-- Aim of the task --
Find the word "looks" in the data. Return every line where it appears.

-- Stored data --
####################
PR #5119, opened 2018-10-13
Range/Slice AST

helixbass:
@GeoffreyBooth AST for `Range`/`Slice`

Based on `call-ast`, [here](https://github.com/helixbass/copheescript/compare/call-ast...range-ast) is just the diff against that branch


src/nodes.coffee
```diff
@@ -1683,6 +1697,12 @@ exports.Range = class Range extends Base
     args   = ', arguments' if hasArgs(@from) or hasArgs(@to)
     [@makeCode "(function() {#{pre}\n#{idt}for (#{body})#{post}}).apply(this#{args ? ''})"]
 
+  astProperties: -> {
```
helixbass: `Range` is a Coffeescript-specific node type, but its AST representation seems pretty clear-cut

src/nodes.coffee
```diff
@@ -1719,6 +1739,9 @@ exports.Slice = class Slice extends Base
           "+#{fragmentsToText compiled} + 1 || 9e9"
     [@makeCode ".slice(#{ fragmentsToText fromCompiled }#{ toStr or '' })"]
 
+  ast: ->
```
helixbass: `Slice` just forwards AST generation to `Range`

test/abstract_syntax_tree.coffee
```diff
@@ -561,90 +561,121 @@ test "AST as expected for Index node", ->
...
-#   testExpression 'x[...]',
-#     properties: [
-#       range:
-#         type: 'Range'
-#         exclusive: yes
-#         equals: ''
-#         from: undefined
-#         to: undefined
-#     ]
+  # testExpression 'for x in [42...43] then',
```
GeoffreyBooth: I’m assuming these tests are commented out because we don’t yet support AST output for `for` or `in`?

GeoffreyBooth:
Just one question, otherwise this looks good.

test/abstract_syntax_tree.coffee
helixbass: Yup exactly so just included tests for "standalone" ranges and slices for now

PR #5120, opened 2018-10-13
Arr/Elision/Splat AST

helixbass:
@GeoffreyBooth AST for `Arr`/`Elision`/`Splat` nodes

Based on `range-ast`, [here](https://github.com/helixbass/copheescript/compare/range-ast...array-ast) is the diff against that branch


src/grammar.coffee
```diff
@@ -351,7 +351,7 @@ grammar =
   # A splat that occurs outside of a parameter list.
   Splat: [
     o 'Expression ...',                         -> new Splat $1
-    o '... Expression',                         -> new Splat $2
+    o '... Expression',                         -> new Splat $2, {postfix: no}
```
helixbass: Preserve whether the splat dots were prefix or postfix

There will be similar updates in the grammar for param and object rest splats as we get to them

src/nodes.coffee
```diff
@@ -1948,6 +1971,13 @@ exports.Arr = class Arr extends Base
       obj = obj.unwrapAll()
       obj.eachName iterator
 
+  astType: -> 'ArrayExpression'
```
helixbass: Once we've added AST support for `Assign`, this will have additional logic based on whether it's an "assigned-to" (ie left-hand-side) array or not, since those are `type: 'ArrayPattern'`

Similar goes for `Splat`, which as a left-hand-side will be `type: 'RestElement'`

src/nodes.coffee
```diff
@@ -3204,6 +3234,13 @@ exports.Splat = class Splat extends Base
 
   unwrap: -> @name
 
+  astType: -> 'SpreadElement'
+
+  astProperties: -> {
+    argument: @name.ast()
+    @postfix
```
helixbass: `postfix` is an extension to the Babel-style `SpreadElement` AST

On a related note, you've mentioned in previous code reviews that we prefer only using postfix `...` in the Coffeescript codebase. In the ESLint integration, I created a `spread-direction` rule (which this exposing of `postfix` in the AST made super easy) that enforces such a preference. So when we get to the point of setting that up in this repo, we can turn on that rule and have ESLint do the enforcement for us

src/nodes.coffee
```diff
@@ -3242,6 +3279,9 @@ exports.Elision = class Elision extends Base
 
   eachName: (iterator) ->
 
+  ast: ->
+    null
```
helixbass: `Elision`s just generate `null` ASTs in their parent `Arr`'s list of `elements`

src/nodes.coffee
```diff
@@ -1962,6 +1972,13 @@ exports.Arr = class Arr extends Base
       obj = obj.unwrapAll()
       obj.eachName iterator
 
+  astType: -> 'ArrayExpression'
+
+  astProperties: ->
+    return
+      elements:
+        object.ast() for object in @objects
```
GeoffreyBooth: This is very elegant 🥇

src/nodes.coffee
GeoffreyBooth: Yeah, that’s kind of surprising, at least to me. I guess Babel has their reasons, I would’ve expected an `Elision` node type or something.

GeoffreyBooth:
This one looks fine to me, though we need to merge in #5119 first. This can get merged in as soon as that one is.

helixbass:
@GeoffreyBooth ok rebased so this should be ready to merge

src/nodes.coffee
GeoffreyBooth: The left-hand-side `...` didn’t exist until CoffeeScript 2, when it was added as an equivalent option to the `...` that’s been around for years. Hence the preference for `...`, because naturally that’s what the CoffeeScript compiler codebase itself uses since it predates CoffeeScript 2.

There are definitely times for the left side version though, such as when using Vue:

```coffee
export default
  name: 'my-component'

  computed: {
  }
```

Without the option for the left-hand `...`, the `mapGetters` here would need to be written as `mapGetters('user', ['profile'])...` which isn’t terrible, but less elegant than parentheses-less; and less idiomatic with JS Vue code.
####################
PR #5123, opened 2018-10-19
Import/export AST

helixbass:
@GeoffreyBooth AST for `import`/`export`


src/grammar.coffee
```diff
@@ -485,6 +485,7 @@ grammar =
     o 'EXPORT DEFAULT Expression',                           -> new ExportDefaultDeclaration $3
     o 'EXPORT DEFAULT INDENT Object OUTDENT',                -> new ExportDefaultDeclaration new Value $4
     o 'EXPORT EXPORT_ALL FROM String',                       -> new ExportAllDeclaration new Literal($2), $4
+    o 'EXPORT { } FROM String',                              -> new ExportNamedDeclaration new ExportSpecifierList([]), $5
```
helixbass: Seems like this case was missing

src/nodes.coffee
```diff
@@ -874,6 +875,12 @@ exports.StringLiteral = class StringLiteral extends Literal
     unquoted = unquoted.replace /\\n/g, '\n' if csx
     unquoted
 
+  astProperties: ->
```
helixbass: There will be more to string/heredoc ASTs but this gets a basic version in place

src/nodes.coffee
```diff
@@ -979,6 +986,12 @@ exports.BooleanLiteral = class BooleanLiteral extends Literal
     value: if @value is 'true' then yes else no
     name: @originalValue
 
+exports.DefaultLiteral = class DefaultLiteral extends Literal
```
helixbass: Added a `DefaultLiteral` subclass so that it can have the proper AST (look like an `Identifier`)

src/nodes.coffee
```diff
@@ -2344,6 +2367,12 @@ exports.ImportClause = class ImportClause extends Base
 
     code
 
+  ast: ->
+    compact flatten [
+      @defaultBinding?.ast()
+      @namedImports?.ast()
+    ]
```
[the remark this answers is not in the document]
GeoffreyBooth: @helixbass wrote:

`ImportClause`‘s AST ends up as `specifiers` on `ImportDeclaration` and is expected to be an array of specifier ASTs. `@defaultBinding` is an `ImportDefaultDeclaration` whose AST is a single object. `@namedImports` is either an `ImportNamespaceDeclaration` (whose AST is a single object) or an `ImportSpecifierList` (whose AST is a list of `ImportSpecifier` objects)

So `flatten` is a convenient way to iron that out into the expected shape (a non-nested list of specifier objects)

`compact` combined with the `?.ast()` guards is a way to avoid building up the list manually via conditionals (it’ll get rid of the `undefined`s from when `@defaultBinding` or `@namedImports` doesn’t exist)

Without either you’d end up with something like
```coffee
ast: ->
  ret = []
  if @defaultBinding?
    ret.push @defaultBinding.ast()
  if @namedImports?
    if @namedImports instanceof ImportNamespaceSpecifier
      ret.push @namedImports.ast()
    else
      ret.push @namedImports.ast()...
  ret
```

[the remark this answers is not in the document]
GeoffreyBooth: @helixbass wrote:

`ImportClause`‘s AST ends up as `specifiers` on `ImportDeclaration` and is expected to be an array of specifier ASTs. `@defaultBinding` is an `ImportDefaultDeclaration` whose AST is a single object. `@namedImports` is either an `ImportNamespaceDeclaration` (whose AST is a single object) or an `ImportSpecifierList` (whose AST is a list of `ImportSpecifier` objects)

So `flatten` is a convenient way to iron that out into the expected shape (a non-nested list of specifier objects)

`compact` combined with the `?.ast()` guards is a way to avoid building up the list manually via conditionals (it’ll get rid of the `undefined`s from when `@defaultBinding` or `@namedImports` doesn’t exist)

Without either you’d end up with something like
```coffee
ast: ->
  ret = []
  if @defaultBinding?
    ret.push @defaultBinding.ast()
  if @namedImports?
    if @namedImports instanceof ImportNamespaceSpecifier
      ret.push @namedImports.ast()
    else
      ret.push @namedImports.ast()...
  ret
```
####################
-- Output below --
Just one question, otherwise this looks good.
This one looks fine to me, though we need to merge in #5119 first. This can get merged in as soon as that one is.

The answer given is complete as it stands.